:: Problem to solve ::
Transcribe the records below exactly, from their first line through the line containing "- Impact on features". Omit every line after it.

:: Records for this task ::

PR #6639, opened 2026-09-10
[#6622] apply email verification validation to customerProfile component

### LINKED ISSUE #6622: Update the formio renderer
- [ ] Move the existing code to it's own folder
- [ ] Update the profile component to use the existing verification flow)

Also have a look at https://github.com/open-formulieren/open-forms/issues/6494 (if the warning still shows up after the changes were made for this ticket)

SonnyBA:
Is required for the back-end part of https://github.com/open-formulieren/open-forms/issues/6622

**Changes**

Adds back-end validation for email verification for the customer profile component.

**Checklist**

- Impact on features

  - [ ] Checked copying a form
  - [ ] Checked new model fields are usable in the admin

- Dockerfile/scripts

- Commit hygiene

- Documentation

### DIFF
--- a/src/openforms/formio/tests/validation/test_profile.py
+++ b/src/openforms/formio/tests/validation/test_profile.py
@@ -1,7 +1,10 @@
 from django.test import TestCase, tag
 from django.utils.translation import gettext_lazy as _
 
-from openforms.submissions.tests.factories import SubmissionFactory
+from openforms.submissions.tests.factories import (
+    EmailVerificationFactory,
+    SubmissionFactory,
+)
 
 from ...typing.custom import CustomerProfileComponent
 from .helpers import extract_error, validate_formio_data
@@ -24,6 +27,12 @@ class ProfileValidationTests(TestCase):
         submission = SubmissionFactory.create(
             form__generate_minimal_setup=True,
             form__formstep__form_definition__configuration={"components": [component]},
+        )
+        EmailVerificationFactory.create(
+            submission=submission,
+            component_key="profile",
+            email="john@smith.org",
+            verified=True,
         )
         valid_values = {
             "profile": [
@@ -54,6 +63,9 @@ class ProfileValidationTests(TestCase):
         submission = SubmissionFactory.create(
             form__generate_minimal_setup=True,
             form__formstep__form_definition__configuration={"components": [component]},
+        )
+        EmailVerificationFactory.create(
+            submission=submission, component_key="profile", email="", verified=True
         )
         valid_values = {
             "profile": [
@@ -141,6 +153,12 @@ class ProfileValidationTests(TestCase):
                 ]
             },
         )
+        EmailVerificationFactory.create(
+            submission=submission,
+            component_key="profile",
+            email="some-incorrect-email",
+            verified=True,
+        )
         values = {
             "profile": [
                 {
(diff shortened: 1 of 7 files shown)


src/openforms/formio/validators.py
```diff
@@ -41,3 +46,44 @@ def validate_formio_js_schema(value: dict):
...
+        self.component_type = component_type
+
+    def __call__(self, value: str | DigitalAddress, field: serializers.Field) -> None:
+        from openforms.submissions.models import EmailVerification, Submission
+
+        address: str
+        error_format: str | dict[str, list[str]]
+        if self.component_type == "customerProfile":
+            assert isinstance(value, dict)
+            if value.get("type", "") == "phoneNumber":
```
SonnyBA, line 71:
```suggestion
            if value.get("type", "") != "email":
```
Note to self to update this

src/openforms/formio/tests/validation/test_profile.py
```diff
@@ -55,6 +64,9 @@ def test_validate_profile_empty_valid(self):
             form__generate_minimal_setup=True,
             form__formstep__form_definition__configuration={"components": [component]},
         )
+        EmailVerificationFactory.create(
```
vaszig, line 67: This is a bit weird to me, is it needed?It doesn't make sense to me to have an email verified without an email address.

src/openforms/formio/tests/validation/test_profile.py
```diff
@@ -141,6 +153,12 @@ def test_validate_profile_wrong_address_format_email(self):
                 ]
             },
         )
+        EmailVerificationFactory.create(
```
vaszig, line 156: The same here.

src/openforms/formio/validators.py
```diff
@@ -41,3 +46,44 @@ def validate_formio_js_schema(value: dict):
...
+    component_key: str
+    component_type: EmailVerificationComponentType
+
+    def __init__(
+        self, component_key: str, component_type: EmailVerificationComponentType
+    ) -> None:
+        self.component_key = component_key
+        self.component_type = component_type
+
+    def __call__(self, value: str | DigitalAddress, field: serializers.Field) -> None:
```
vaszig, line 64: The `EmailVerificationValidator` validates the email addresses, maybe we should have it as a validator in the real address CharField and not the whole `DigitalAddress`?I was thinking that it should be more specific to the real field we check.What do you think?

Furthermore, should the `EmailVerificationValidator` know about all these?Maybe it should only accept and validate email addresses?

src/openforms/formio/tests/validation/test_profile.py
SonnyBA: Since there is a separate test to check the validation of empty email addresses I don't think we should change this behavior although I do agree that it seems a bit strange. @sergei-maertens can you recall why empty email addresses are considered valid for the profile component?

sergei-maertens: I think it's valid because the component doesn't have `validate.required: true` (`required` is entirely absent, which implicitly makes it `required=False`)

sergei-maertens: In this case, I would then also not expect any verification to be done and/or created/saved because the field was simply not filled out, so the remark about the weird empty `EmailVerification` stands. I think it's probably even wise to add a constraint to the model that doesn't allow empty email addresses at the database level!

:: Your response ::
PR #6639, opened 2026-09-10
[#6622] apply email verification validation to customerProfile component

### LINKED ISSUE #6622: Update the formio renderer
- [ ] Move the existing code to it's own folder
- [ ] Update the profile component to use the existing verification flow)

Also have a look at https://github.com/open-formulieren/open-forms/issues/6494 (if the warning still shows up after the changes were made for this ticket)

SonnyBA:
Is required for the back-end part of https://github.com/open-formulieren/open-forms/issues/6622

**Changes**

Adds back-end validation for email verification for the customer profile component.

**Checklist**

- Impact on features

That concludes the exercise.